On 12/6/18 2:04 PM, Jens Axboe wrote:
> On 12/6/18 1:56 PM, Bart Van Assche wrote:
>> On Thu, 2018-12-06 at 08:47 -0800, Bart Van Assche wrote:
>>> If I merge Jens' for-next branch with Linus' master branch, boot the
>>> resulting kernel in a VM and run blktests/tests/srp/002 then that test
>>> never finishes. The same test passes against Linus' master branch. I
>>> think this is a regression.
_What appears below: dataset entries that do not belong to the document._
PR #385, opened 2026-09-17
Add an instance-weighted (micro) suite aggregation strategy

### LINKED ISSUE #384: Suite aggregation: add an instance-weighted (micro) average strategy
## Problem

`AggregationStrategy` in `src/olmo_eval/evals/suites/registry.py` offers `NONE`, `AVERAGE`, `AVERAGE_OF_AVERAGES`, and `DISPLAY_ONLY`. `AVERAGE` is an unweighted mean over the suite's leaf tasks. oe-eval's suite configs also support `"primary_metric": "micro"`, an instance-count-weighted mean across tasks, and several benchmarks are reported that way.

MMLU-Pro (#383) is the first port where this matters: its 14 category tasks range from 381 to 1,351 questions, and oe-eval's `mmlu_pro:mc::none` suite is micro-averaged. On OLMo-2-1124-7B the unweighted suite average is 33.02 while the micro average is 30.77 (model card: 31.0). Per-task scores match oe-eval; only the roll-up differs.

## What is needed

- A new `AggregationStrategy` value (for example `WEIGHTED_AVERAGE`) that weights each leaf task by its instance count.
- Instance counts plumbed to where suite scores are computed. `compute_scope_score` in `src/olmo_eval/analysis/scope_scores.py` currently receives only per-task aggregate floats, so the count has to come along from results storage and the viewer, and the CLI `suite` commands need to display the strategy.
- Switch `mmlu_pro`, `mmlu_pro:bpb`, and `mmlu_pro:cot` to the weighted strategy once it exists, and audit other ported suites whose oe-eval counterparts are micro-averaged.

gregorybchris:
Closes #384.

Rebased onto `main` after `chrisg/mmlu-pro` (#383) merged; the diff now contains only the aggregation change.

## What changed

`AggregationStrategy.WEIGHTED_AVERAGE` weights each of a suite's leaf tasks by its instance count, matching oe-eval's `"primary_metric": "micro"` — `sum(metric * num_instances) / sum(num_instances)`, as computed in `oe_eval/tasks/aggregate_tasks.py`. `mmlu_pro`, `mmlu_pro:bpb` and `mmlu_pro:cot` now use it. The 14 category tasks range from 381 to 1,351 questions, so per issue #384 the MC suite roll-up on OLMo-2-1124-7B moves from 33.02 to 30.77, against a model card figure of 31.0.

Instance counts had to reach every place a suite score is computed:

- `compute_suite_aggregations` reads `num_instances` from the task results it already receives.
- `compute_scope_score` takes a new `task_instance_counts_by_name` argument, keyed and ordered to match `task_scores_by_name` so task-hash variants collapse the same way.
- The viewer results table selects `TaskResult.num_instances` and publishes a `task_instance_counts` map per model.
- `PairwiseResult` carries `model_task_instance_counts` alongside `model_task_scores`.

When any contributing task lacks a usable instance count, the aggregate falls back to the unweighted mean. Mixing weighted and unweighted terms would produce a number that belongs to neither convention, and silently dropping the unweighted tasks would change what the average covers.

That fallback is decided **once per scope**, not per model. `TaskResult.num_instances` is nullable, so a run imported from an older `metrics.json` can land with no counts; deciding per model would put a micro average for one run beside a macro average for another in the same sorted column. If any compared run is missing a count, none of them are weighted, and the viewer's aggregate tooltip says so. `scope_scores.weights_are_complete` answers that question for a scope. The runner, which publishes one run's number rather than a comparison, still decides per run and logs which tasks were missing.

A `WEIGHTED_AVERAGE` suite nested inside an `AVERAGE_OF_AVERAGES` parent is collapsed with its own weighting, in the runner (`_compute_child_average`), in the viewer (`_child_scope_score`), and in the runner's summary table, whose collapse check previously tested `aggregation == "average"` by string. No registered suite nests a weighted child today; this keeps the next one from being silently wrong.

The CLI already prints `suite.aggregation.value` in both `olmo-eval suites` and `olmo-eval suite inspect`, so the new strategy shows up there without further changes. `README.md` documents it.

## Parity notes

- **`mmlu_pro`** (5-shot MC) matches oe-eval's `mmlu_pro:mc::none`, which is micro. Unambiguous.
- **`mmlu_pro:bpb`** has no oe-eval counterpart suite. Instance weighting is exactly right here anyway: the task's metric is `BPBMetricInstanceAvg`, so weighting each category's BPB by its instance count reproduces the bits per byte of the pooled question set.
- **`mmlu_pro:cot`** ports the prompt of oe-eval's `mmlu_pro:0shot_cot::tulu3`, which **macro**-averages (its sampling and answer extraction follow the MMLU and GPQA CoT ports, per #383's review). oe-eval's two micro CoT suites (`mmlu_pro:cot::none`, `mmlu_pro:cot::llama3.1`) are 5-shot and are not what we ported. Per #384 this suite is still weighted, so that all three MMLU-Pro suites here roll up the same way as the benchmark's own pooled reporting, but its description now names the divergence rather than claiming a parity that does not hold.

## Audit of other ported suites

I enumerated oe-eval's `TASK_SUITE_CONFIGS` programmatically. Nineteen suites are micro: `bbh:*` (nine variants), `bfcl_live_ast_micro::std`, `bfcl_live_micro::std`, `deepmind_math::tulu`, `deepmind_math::olmo3:heldout`, `minerva_math::llama3.1`, `mmlu::olmo1`, and the four `mmlu_pro:mc/cot` suites.

**MMLU-Pro is the only one with a counterpart here.** We have no bbh, bfcl, or deepmind_math suites. Our `mmlu` follows `mmlu:*::olmes` (macro), not `mmlu::olmo1`. Our `minerva_math` follows `minerva_math::olmes` (macro), not `::llama3.1`.

I had earlier flagged `multipl_e_humaneval:olmo3base:v2` as a possible micro counterpart. That was wrong: oe-eval's `multipl_e_humaneval:6lang::olmo3:n32:v2` has no `primary_metric` key at all, and `TASK_GROUPS_RAW` only admits suites that have one, so oe-eval computes no aggregate for it. Nothing to reconcile.

## Testing

`uv run pytest tests/ --ignore=tests/integration` — 2402 passed, 23 skipped (after the rebase onto `main`). Lint, format, and `ty check` are clean apart from one pre-existing diagnostic in `harness/sandbox/executor.py`.

New coverage: weighted runner aggregation and its fallback, nested weighted children in both the runner and `compute_scope_score` plus the summary-table collapse, `compute_scope_score` weighting including hash-variant collapsing and every fallback path, `weights_are_complete`, the viewer results table exposing instance counts, and the per-scope fallback in both the viewer and the pairwise payload.

## Validation on a real run

Launched `olmo-2-7b` (`allenai/OLMo-2-1124-7B`) on the `mmlu_pro` suite at commit `b14272a`: [beaker.org/ex/01M2RG6VM9N6PA4D3JGY0J9XEN](https://beaker.org/ex/01M2RG6VM9N6PA4D3JGY0J9XEN). All 14 tasks succeeded, 12,032 instances scored, exit code 0.

| task | score | instances |
|---|---:|---:|
| mmlu_pro_biology | 59.41% | 717 |
| mmlu_pro_business | 24.33% | 789 |
| mmlu_pro_chemistry | 18.99% | 1132 |
| mmlu_pro_computer_science | 29.76% | 410 |
| mmlu_pro_economics | 45.85% | 844 |
| mmlu_pro_engineering | 20.54% | 969 |
| mmlu_pro_health | 38.14% | 818 |
| mmlu_pro_history | 38.58% | 381 |
| mmlu_pro_law | 24.16% | 1101 |
| mmlu_pro_math | 17.25% | 1351 |
| mmlu_pro_other | 34.20% | 924 |
| mmlu_pro_philosophy | 36.27% | 499 |
| mmlu_pro_physics | 21.71% | 1299 |
| mmlu_pro_psychology | 53.13% | 798 |
| **total** | | **12,032** |

Computed from those per-task rows:

- unweighted (macro) mean: **33.0237**
- instance-weighted (micro) mean: **30.7680**

The runner's published suite aggregate was **0.3077** (`mmlu_pro | Success | primary_score:average | 0.3077`), so it published the weighted mean, not the unweighted one. Both figures reproduce #384 exactly: 33.02 unweighted, 30.77 micro, against a model card figure of 31.0. The 2.26-point gap is the whole point of the change, and it falls out of the spread in task sizes — 381 questions for history against 1,351 for math, with the large tasks scoring well below average.

This run covers the runner's weighted aggregation end to end. It does not cover the storage-boundary check or the viewer/pairwise read paths: it ran with `--no-store` because the launching machine had no AWS credentials, and `--store` fetches the Postgres password from AWS Secrets Manager inside the job. Those paths are covered by unit tests only.


gregorybchris (commented):

Looks good overall! The weighted math is right and well tested, and the rebase left the MMLU-Pro suites consistent with the task module. One thing should be fixed before merge: the new "instance counts are required" storage check breaks persistence for external evals, which never carried a count.

I found one blocking issue and four non-blocking ones. The blocking one is a persistence regression introduced by the last commit. The others are documentation drift from that same commit and two test gaps.

### Blocking

1. `src/olmo_eval/storage/base.py:181`
   The external runner builds each task with `"num_instances": result.metadata.get("num_tasks")` (`src/olmo_eval/runners/external/runner.py:303`). Only some external benchmarks set `num_tasks`: `terminal_bench` and `deepscholar` always do, `tau2` and `asta` only inside a success branch, and `scicode` never does. For those results `num_instances` is `None`, so `convert_runner_results` now raises. `save_results` catches that at `src/olmo_eval/runners/io/storage.py:265`, logs an error, and `continue`s. The whole experiment is skipped from every storage backend and the run still exits normally. The external runner's failure path (`runner.py:119`) goes through the same `_save_results`, so a failed external eval's error record is dropped from storage too. That is the "error information dropped on persistence" case from section 3.4.

   I reproduced this by calling `convert_runner_results` on a result dict shaped exactly like the external runner's for `scicode` with `num_instances=None`: it raises `ValueError: num_instances is required for task 'scicode'`. On `origin/main` the same input converts and stores `num_instances=None`.

   Please make the external runner always supply an integer count before this check lands. `len(result.predictions)` when predictions exist, else `num_tasks`, else `0` would match what `_write_metrics_json` already does with `task_data.get("num_instances") or 0` at `runner.py:360`. Please also add a regression test that runs an external-shaped result without `num_tasks` through `convert_runner_results`, and a direct test in `tests/storage/test_base.py:265` (`TestConvertRunnerResults`) asserting that a missing `num_instances` raises.

   The silence here is a pre-existing framework fault, not this PR's: `save_results` swallows converter errors and the run exits 0 with nothing stored. Could you file a follow-up issue asking whether a converter failure should fail the run, or at least be reported alongside the hard-failure gate?

### Non-blocking

1. `src/olmo_eval/evals/suites/registry.py:35`
   The `WEIGHTED_AVERAGE` docstring still says "Falls back to the unweighted average when any contributing task has no instance count." The last commit removed that fallback. Since this docstring is what `help(AggregationStrategy)` and the next contributor will read, please change it to say the aggregate is omitted (runner) or `None` (viewer) when a count is missing, matching `README.md:185`.

2. `src/olmo_eval/runners/processing/aggregation.py:363` (and `:159` for a nested child)
   When a weighted suite is omitted, the only trace is a `logger.warning`. The suite key is absent from `results["suites"]` in `metrics.json`, and the summary table has no row, so a reader of `metrics.json` cannot tell "omitted for missing counts" from "suite not requested". Today this branch is unreachable from the async runner, which always sets an integer count (`src/olmo_eval/runners/asynq/results.py:451`), so I am not asking for a change now. Should the omitted suite get an entry with an `"error"` field and no `metrics`, the way failed tasks do, so the omission is visible in the persisted file? A follow-up issue would be fine.

3. `tests/test_runner.py:977`
   `test_suite_aggregation_weighted_average_without_counts` covers the flat case. The nested case (a `WEIGHTED_AVERAGE` child under `AVERAGE_OF_AVERAGES` where one leaf lacks a count, so `_compute_child_average` returns `None` and the parent averages the remaining children) is tested for `compute_scope_score` at `tests/analysis/test_scope_scores.py:117` but not for the runner. Please add the runner counterpart so the two implementations cannot drift.

4. PR description
   Several paragraphs describe behavior the last commit removed: "the aggregate falls back to the unweighted mean", "That fallback is decided once per scope", "`scope_scores.weights_are_complete` answers that question", "the viewer's aggregate tooltip says so", and the Testing section lists `weights_are_complete` and "the per-scope fallback". The PR body is the record of what merged, so please bring it in line with the code before merge.

### Nits

- Nit: `src/olmo_eval/cli/results/viewer_server.py:570` relies on operator precedence: `int(num_instances) or None if num_instances is not None else None` parses as `(int(x) or None) if x is not None else None`. It is correct, but parentheses would save the next reader a trip to the grammar.
- Nit: `_task_weight` exists in both `runners/processing/aggregation.py:66` (returns `0.0` for missing) and `analysis/scope_scores.py:24` (returns `None` for missing). Same name, different contract. Consider naming one to reflect the difference.

### What I verified

- `uv run ruff check src/ tests/` clean. `uv run ruff format --check` clean (535 files). `uv run ty check src/ alembic/` reports only the pre-existing unused `type: ignore` in `harness/sandbox/executor.py:788`. `uv run pytest tests/ --ignore=tests/integration`: 2402 passed, 23 skipped. All match the PR description.
- Rebase consistency: expanded all three MMLU-Pro suites (14 tasks each) and resolved every spec through `task_exists`. None missing, no task name collides with a suite name. Primary metrics are `LogprobMCAccuracyMetric` (`mmlu_pro`), `BPBMetricInstanceAvg` (`mmlu_pro:bpb`), and `AccuracyMetric` over `MMLUProCoTExactMatchScorer` (`mmlu_pro:cot`), so the "weighting an instance-averaged BPB reproduces the pooled BPB" claim holds.
- Weighted math: `_weighted_mean` uses `zip(strict=True)` over lists that are appended in lockstep, and `_tasks_missing_instance_counts` rejects `<= 0` before any division, so denominators are positive. Recomputed the PR body's table: 12,032 instances, macro 33.02, micro 30.77.
- Task identity and persisted formats: `aggregation` is a `Suite` attribute, not a `TaskConfig` field, so no task hash changes. `convert_runner_results` does not persist suites, so Postgres rows are unchanged. `metrics.json` `suites[*].aggregation` can now be `"weighted_average"`; the only consumer that switches on it (`log_summary`) was updated. `PairwiseResult.model_task_instance_counts` is built per request and not persisted. `TaskResult.num_instances` stays nullable and unchanged, so no Alembic migration is needed.
- Hash-variant collapse in `compute_scope_score`: `_group_model_task_scores_by_name` and `_group_model_task_instance_counts_by_name` iterate the same `columns` list, and the pairwise payload's two `_group_by_task_name` calls iterate the same `task_entries`, so scores and counts align by position. `zip_longest` treats a length mismatch as a missing count. The "mean of variant counts" choice is documented in the docstring and tested.
- Viewer query: `func.greatest`/`coalesce` is Postgres-only, and the repo has no SQLite path. The pairwise path already recovers counts from predictions in `_update_task_rows_num_instances`, so the two surfaces agree.
- Runner: `asynq/results.py:451` always writes an integer `num_instances`, including for failed tasks, so the "omit the aggregate" branch is reachable only from hand-built or imported result dicts.

### Before merge

Fix Blocking 1 (external runner supplies a count; regression tests for the converter) and update the `registry.py` docstring and the PR description. Please file the two follow-up issues named above (converter failures surfacing; omitted weighted suites leaving a trace in `metrics.json`). After that you may merge once CI is green.

src/olmo_eval/storage/base.py
```diff
@@ -175,6 +175,12 @@ def convert_runner_results(
         if not task_hash:
             raise ValueError(f"task_hash is required for task '{spec}'")
 
+        # num_instances is required: suite aggregation weights tasks by it, and a
+        # result stored without one can never be weighted afterwards.
+        num_instances = task_data.get("num_instances")
+        if num_instances is None:
```
gregorybchris, line 181: Blocking 1 in the summary. The external runner sets `num_instances` to `result.metadata.get("num_tasks")` (`runners/external/runner.py:303`), which is `None` for `scicode` and for `tau2`/`asta` outside their success branch. This raise is then caught by `save_results` (`runners/io/storage.py:265`), which logs and `continue`s, so the whole experiment is skipped from storage and the run exits normally. I reproduced it with an external-shaped `scicode` result: `ValueError: num_instances is required for task 'scicode'`. On `origin/main` the same input stores with `num_instances=None`.

Please have the external runner always supply an integer count (predictions length, else `num_tasks`, else 0, matching `runner.py:360`), and add a converter test for a result without `num_tasks` plus a direct test that a missing `num_instances` raises.

src/olmo_eval/evals/suites/registry.py
```diff
@@ -30,12 +30,17 @@ class AggregationStrategy(StrEnum):
     Attributes:
         NONE: No aggregation - just collect individual task results.
         AVERAGE: Compute simple average of all task scores.
+        WEIGHTED_AVERAGE: Average of all task scores, each weighted by the
+            task's instance count. This is the instance-weighted ("micro")
+            average that oe-eval reports for several suites. Falls back to the
```
gregorybchris, line 35: Non-blocking 1 in the summary. This still describes the fallback that the last commit removed. Please change it to say the aggregate is omitted (runner) or `None` (viewer) when a contributing task has no count, matching `README.md:185`.

src/olmo_eval/runners/processing/aggregation.py
```diff
@@ -289,44 +349,54 @@ def compute_suite_aggregations(
...
+            suite_specs = [f"{task_spec}{priority_suffix}" for task_spec in suite.expand()]
+            tasks_included = _contributing_task_specs(suite_specs, task_results)
+            if not tasks_included:
+                continue
 
-                if full_task_spec not in task_results:
+            if weighted:
+                missing = _tasks_missing_instance_counts(tasks_included, task_results)
+                if missing:
+                    _log_omitted_weighted_suite(spec, missing)
```
gregorybchris, line 363: Non-blocking 2 in the summary. When this branch fires, the suite key is absent from `results["suites"]` and the summary table, so a `metrics.json` reader cannot tell "omitted for missing counts" from "not requested". Unreachable from the async runner today (`asynq/results.py:451` always writes an int), so no change requested now. Should the omitted suite get an entry with an `"error"` and no `metrics`, the way failed tasks do? A follow-up issue would be fine.

src/olmo_eval/cli/results/viewer_server.py
```diff
@@ -783,6 +820,24 @@ def _group_model_task_scores_by_name(
     return grouped_scores
 
 
+def _group_model_task_instance_counts_by_name(
```
mgmorgan23, line 823: This function is the same as the one above (806-820) -- the only difference is the variable name

gregorybchris: Thanks for this catch :) wouldn't it be cool if coding agents kept a store of function embeddings to deduplicate code without huge context windows..

gregorybchris:
@mgmorgan23 could I please request your re-review when you get a chance?

mgmorgan23 (approved):
Looks good to me!

PR #387, opened 2026-09-18
Add BFCL v3 single-turn categories as a completion task

pdasigi:
Registers the BFCL v3 single-turn categories, reformulated as a completion so a
pretrained model with no chat template can be measured on them. The chat regimes
BFCL was built for (native function calling, and BFCL's own prompting mode) follow
in a separate PR.

## What this adds

- `common/scorers/bfcl/` — the vendored AST checker, decoder, Java/JavaScript
  parsers and value converters, and one scorer that dispatches on category.
- `evals/tasks/bfcl/` — 15 tasks (13 categories plus two pooled live tasks), the
  completion formatter, hand-written exemplars per language, and the benchmark's
  own README; the top-level README keeps a pointer rather than the detail.
- `evals/suites/bfcl.py` — five suites reproducing BFCL's own summaries.
- 50 tests, offline (no dataset download).

The exemplars are written in the task module rather than drawn from a dataset, so
`fewshot_source` names the set that produced a run's prompts — the way
`minerva_math` names its fixed set — with a digest of the exemplar text, so that
revising an exemplar cannot reuse an earlier run's task hash.

```bash
uv run olmo-eval run -m my-base-model -t bfcl
uv run olmo-eval run -m my-base-model -t bfcl_simple:2shot   # :0shot .. :5shot, default 5
```

## Why vendored

`bfcl-eval` on PyPI pins `numpy==1.26.4` and pulls faiss, sentence-transformers,
anthropic and cohere. That does not coexist with the vLLM environment here, so the
checker is vendored instead. Java and JavaScript need tree-sitter grammars, declared
as task-specific dependencies so no other category installs them.

## Fidelity

Replaying BFCL's own possible answers back through the checker reproduces
**999/1000** non-live Python, **1344/1351** live, **92/100** Java, **49/50**
JavaScript. Every remaining case is a dataset quirk the reference checker fails
identically — e.g. `simple_363`, whose possible answer names `find_closest` while its
function document names `restaurant_search.find_closest`.

Two deliberate departures, both commented in the source:

1. An arithmetic argument is folded rather than passed to `eval`, which would run
   whatever the model wrote.
2. The v3 prompt is reproduced verbatim, including its wording slips and its
   rendering of function documents as a Python repr under a sentence calling it
   JSON — changing either moves the scores.

## Results

Full suite, 3641 instances per run, a100. Default is 5 exemplars.

### 5-shot

| Category | n | Olmo-3-1025-7B | Qwen3.5-4B-Base |
|---|---|---|---|
| `simple` | 400 | **0.925** | 0.885 |
| `multiple` | 200 | 0.885 | **0.895** |
| `parallel` | 200 | 0.780 | **0.800** |
| `parallel_multiple` | 200 | 0.775 | **0.840** |
| `java` | 100 | 0.630 | **0.670** |
| `javascript` | 50 | 0.840 | **0.860** |
| `irrelevance` | 240 | 0.758 | **0.892** |
| `live` (pooled) | 2251 | 0.592 | **0.757** |
| **non-live** | | 0.799 | **0.846** |
| **overall** | | 0.696 | **0.802** |

### 0-shot

| Category | Olmo-3-1025-7B | Qwen3.5-4B-Base |
|---|---|---|
| `simple` | **0.848** | 0.720 |
| `multiple` | **0.745** | 0.670 |
| `parallel` | **0.635** | 0.605 |
| `parallel_multiple` | 0.380 | **0.495** |
| `java` | **0.560** | 0.440 |
| `javascript` | **0.700** | 0.680 |
| `irrelevance` | 0.525 | **0.921** |
| `live` | 0.421 | **0.565** |
| **overall** | 0.509 | **0.613** |

### Reading these

- **Exemplar dependence is near-identical** across models (−0.187 vs −0.189
  overall from 5-shot to 0-shot), so the exemplars are not advantaging either one.
- **The exemplars carry the behaviours they demonstrate.** The two largest 0-shot
  drops for Olmo are `parallel_multiple` (−0.395) and `irrelevance` (−0.233) — the
  multi-call and declining exemplars. Live decode failures go from 1.1% to 38.6%
  without them; the model narrates instead of calling.
- **`simple` is close to a formatting check.** It stays at 0.848 for Olmo at 0-shot,
  because the instruction block spells the `[func(arg=value)]` format out in words.
  Complying needs instruction-following, not tool-calling priors. The categories that
  do probe tool calling are `live`, `irrelevance` and `parallel_multiple`.
- **Not leniency.** Re-scoring every correct instance under strict exact match —
  no case/punctuation folding, no int→float widening, no variable-name handling —
  leaves 96.2% of correct `simple` and 96.8% of correct `live` intact. Dropping every
  tolerance would move `simple` from 0.925 to 0.890.

## Known issue, not introduced here

The `bfcl` suite's headline number is mis-weighted by a pre-existing framework bug:
`_compute_child_average` flattens a nested suite with `child.expand()` and averages
the leaves equally, ignoring that suite's own aggregation strategy. So `bfcl` reports
a flat mean of 7 leaves for its non-live term (Olmo 0.657, Qwen 0.835) instead of
BFCL's average-of-averages (0.677, 0.846). The tables above use the corrected values.

`bfcl:non_live` and `bfcl:non_live_ast` are correct when run directly — the
flattening only bites at three levels of nesting. The same bug affects
`olmobase:easy:qa:rc`, `science:biology`, `science:nojudge` and `science:all`, so
fixing it changes numbers for suites outside this PR and is left for its own change.

## Not implemented

- **Multi-turn** — scoring needs BFCL's stateful API backend.
- **Executable and REST** — these grade by running predicted calls against live
  third-party APIs.

Because the executable categories are missing, `bfcl:non_live` is BFCL's non-live
overall with those terms left out and will not match a published non-live number.
`bfcl:non_live_ast` and the live summaries are directly comparable.

https://claude.ai/code/session_01P9Qzbda9kPQePRC7MKJxnu


README.md
```diff
@@ -660,6 +660,90 @@ See the [Harness](#harness) section above for full documentation on:
 - Defining tools with the `@tool` decorator
 - Programmatic usage
 
+## Function Calling (BFCL)
```
gregorybchris, line 663: This is quite a lot of BFCL specific stuff for the root README. I don't know how we want to handle this, but I'd propose having a root folder that can hold specs/docs and we can have a separate file per eval (or task depending on how much detail is needed)?

src/olmo_eval/evals/tasks/bfcl/__init__.py
```diff
@@ -0,0 +1,865 @@
...
+                "prepared_functions": prepare_function_docs(functions, language),
+            },
+        )
+
+
+def _parameters(properties: dict[str, Any], required: list[str]) -> dict[str, Any]:
+    return {"type": "dict", "properties": properties, "required": required}
+
+
+PYTHON_EXEMPLARS: tuple[Exemplar, ...] = (
```
gregorybchris, line 255: src/olmo_eval/evals/tasks/bfcl.py:253 (and :393, :519) — the exemplars are output-affecting but reach neither TaskConfig.to_dict() nor the task hash. I reproduced this: editing PYTHON_EXEMPLARS[0] changes the prompt (same prompt: False) while compute_task_hash(config.to_dict()) stays at a07ec00a9080a846, and to_dict()["fewshot_source"] is null. Two runs whose prompts differ by five demonstrations would then collide on one task hash and one artifact name. minerva_math already handles this shape by naming the fixed set through the serialized fewshot_source field ("minerva_math_fixed", minerva_math.py:65). Please do the same, or move the exemplar tuples onto BFCLCompletionFormatter as a field so Formatter.to_dict's asdict(self) picks them up, and add a test asserting the hash changes when an exemplar changes.

src/olmo_eval/common/scorers/bfcl/java_js.py
```diff
@@ -0,0 +1,407 @@
+"""Java and JavaScript call parsing and value conversion for BFCL.
```
gregorybchris, line 1: What should out philosophy be for adding utilities like this that are really not eval-specific, but so far only one eval uses them? This is under the bfcl folder. I'm fine having this specialized for this eval for now if you prefer and we can generalize it later if needed.

gregorybchris (approved):

README.md
pdasigi: Agreed. This should be in a README specific to bfcl. I'll move it.

src/olmo_eval/common/scorers/bfcl/java_js.py
pdasigi: I think it makes sense to keep this eval specific for now, and make it more general and move it to a more general location when other evals need it.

The following appears in the system log if
>>> I run that test:
>>>
>>> Call Trace:
>>> INFO: task kworker/0:1:12 blocked for more than 120 seconds.
>>> Call Trace:
>>> INFO: task ext4lazyinit:2079 blocked for more than 120 seconds.
>>> Call Trace:
>>> INFO: task fio:2151 blocked for more than 120 seconds.
>>> Call Trace:
>>> INFO: task fio:2154 blocked for more than 120 seconds.
>>
>> Hi Jens,
>>
>> My test results so far are as follows:
>> * With kernel v4.20-rc5 test srp/002 passes.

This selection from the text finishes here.